Your objective.
Please return only the lines from the one holding "Healpix coordinate transformation" through the one holding "That should be", exactly as they appear in the records below, both ends included.

Stored data entries:
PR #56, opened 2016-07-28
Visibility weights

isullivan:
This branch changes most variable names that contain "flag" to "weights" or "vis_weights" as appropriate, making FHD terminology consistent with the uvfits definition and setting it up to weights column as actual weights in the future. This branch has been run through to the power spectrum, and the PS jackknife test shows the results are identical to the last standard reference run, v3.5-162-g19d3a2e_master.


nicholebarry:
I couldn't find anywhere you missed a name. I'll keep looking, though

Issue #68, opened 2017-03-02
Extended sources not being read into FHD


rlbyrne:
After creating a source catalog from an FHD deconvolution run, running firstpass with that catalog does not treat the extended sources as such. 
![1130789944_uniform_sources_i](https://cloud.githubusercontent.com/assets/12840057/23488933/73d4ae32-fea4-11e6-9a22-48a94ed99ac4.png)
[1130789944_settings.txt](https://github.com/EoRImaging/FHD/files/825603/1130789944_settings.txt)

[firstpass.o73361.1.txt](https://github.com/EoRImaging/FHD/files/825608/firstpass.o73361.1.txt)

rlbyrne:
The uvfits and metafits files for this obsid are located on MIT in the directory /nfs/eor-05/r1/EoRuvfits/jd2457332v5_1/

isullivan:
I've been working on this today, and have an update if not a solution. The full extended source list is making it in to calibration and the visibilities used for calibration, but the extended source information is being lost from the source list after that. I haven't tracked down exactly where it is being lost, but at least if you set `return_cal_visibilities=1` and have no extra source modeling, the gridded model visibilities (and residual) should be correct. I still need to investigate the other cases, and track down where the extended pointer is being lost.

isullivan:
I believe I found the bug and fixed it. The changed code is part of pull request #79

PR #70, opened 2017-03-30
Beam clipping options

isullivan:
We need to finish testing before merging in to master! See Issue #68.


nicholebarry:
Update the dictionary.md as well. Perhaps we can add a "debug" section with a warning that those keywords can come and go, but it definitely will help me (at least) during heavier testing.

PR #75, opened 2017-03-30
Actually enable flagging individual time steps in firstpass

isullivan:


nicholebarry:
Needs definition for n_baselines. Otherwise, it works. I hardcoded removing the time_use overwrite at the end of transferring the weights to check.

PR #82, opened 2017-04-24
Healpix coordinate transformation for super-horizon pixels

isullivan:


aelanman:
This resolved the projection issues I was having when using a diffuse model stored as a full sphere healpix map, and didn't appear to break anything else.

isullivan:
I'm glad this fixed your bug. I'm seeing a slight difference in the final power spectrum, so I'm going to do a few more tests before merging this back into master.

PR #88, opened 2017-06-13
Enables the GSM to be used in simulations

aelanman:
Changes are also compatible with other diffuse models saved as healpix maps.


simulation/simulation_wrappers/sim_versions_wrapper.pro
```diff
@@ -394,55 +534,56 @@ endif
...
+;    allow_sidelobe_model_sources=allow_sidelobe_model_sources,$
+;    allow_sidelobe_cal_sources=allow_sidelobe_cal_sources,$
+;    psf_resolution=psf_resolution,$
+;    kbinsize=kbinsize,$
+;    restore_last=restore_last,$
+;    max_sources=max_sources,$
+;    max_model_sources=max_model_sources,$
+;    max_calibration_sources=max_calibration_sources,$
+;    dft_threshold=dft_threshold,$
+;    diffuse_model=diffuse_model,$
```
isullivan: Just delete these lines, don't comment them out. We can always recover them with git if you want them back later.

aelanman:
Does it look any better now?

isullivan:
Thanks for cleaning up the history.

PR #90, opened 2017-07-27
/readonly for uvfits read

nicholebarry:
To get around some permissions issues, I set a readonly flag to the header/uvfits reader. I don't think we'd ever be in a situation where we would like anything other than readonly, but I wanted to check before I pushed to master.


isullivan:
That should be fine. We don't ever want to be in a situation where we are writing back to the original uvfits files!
==
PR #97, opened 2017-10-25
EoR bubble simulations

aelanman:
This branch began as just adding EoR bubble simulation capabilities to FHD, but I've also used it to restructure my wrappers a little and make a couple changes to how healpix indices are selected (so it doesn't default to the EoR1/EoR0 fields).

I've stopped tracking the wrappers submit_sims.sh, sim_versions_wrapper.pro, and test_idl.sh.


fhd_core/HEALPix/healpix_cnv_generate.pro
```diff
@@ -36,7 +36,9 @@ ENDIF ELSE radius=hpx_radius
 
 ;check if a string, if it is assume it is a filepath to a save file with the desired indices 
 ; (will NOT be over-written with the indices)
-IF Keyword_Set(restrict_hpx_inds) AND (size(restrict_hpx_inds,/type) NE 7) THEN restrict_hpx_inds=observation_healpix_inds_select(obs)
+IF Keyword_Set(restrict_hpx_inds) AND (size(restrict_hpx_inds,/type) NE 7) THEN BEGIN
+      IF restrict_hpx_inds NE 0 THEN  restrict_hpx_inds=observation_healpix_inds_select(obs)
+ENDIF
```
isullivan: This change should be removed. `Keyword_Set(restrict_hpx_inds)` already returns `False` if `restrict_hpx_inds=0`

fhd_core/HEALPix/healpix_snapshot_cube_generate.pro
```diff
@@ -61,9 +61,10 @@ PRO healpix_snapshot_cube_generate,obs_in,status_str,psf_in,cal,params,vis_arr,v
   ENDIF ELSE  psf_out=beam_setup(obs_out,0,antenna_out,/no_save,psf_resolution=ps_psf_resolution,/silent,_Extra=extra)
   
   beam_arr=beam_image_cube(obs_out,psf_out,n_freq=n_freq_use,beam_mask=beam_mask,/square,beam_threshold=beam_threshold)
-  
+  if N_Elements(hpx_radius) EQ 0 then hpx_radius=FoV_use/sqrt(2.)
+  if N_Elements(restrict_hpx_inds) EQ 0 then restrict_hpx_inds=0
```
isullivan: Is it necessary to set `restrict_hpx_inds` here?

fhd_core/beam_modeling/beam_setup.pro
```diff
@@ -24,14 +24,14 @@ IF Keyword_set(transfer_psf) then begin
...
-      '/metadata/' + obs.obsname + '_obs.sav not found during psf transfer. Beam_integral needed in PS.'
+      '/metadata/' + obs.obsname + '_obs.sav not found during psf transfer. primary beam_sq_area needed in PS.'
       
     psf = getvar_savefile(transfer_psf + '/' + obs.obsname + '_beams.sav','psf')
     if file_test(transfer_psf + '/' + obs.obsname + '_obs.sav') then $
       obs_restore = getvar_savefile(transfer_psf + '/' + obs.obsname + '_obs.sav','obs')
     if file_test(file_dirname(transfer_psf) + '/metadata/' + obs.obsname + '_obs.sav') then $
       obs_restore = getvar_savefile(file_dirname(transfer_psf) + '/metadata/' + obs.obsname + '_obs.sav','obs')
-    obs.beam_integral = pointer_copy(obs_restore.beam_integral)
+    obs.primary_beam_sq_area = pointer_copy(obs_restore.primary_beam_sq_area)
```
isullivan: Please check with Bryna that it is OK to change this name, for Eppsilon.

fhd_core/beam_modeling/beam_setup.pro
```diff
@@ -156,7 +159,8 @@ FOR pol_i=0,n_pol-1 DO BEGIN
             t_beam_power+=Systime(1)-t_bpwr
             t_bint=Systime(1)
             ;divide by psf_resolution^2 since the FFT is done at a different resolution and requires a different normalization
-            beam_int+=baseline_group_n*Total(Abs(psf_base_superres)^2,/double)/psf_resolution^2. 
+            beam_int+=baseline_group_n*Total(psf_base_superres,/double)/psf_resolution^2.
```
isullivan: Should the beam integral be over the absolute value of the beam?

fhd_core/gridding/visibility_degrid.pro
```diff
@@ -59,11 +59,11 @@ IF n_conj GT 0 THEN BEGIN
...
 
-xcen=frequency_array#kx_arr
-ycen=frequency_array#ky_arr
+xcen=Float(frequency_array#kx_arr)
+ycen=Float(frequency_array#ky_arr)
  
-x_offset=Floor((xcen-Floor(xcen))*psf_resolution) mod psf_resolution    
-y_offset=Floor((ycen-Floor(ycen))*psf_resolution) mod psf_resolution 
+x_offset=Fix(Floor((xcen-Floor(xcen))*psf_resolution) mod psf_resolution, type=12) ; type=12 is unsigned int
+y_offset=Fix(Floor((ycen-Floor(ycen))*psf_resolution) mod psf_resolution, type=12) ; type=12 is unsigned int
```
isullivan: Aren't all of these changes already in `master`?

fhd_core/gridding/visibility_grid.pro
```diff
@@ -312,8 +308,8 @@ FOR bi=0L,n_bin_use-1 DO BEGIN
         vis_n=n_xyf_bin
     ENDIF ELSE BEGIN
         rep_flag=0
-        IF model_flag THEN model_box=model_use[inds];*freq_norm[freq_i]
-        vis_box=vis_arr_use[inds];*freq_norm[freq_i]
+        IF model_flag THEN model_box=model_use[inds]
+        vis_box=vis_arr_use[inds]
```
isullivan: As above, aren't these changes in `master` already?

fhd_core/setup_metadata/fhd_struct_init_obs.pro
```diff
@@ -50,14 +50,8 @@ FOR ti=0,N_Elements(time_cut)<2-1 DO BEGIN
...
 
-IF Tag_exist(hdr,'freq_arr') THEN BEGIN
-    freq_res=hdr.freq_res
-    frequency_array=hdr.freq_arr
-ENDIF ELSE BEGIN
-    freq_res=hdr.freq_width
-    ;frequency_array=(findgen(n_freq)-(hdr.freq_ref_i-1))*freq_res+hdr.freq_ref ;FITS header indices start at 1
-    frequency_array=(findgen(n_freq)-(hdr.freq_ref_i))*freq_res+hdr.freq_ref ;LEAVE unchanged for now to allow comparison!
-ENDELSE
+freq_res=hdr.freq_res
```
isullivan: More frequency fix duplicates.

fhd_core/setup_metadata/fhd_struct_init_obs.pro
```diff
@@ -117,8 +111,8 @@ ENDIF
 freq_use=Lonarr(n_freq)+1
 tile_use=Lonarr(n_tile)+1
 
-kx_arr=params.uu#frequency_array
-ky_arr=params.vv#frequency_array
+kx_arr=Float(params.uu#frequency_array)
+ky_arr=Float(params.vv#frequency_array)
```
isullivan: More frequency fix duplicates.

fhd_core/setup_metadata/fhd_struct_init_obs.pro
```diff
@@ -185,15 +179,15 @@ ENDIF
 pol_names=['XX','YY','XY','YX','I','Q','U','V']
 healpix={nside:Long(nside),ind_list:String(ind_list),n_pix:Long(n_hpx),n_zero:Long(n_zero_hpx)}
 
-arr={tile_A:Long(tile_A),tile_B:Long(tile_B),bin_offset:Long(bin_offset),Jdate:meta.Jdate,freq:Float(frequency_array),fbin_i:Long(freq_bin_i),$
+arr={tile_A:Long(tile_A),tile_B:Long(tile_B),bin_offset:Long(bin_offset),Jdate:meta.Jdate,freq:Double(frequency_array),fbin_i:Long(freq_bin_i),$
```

Written answer.
Healpix coordinate transformation for super-horizon pixels

isullivan:


aelanman:
This resolved the projection issues I was having when using a diffuse model stored as a full sphere healpix map, and didn't appear to break anything else.

isullivan:
I'm glad this fixed your bug. I'm seeing a slight difference in the final power spectrum, so I'm going to do a few more tests before merging this back into master.

PR #88, opened 2017-06-13
Enables the GSM to be used in simulations

aelanman:
Changes are also compatible with other diffuse models saved as healpix maps.


simulation/simulation_wrappers/sim_versions_wrapper.pro
```diff
@@ -394,55 +534,56 @@ endif
...
+;    allow_sidelobe_model_sources=allow_sidelobe_model_sources,$
+;    allow_sidelobe_cal_sources=allow_sidelobe_cal_sources,$
+;    psf_resolution=psf_resolution,$
+;    kbinsize=kbinsize,$
+;    restore_last=restore_last,$
+;    max_sources=max_sources,$
+;    max_model_sources=max_model_sources,$
+;    max_calibration_sources=max_calibration_sources,$
+;    dft_threshold=dft_threshold,$
+;    diffuse_model=diffuse_model,$
```
isullivan: Just delete these lines, don't comment them out. We can always recover them with git if you want them back later.

aelanman:
Does it look any better now?

isullivan:
Thanks for cleaning up the history.

PR #90, opened 2017-07-27
/readonly for uvfits read

nicholebarry:
To get around some permissions issues, I set a readonly flag to the header/uvfits reader. I don't think we'd ever be in a situation where we would like anything other than readonly, but I wanted to check before I pushed to master.


isullivan:
That should be fine. We don't ever want to be in a situation where we are writing back to the original uvfits files!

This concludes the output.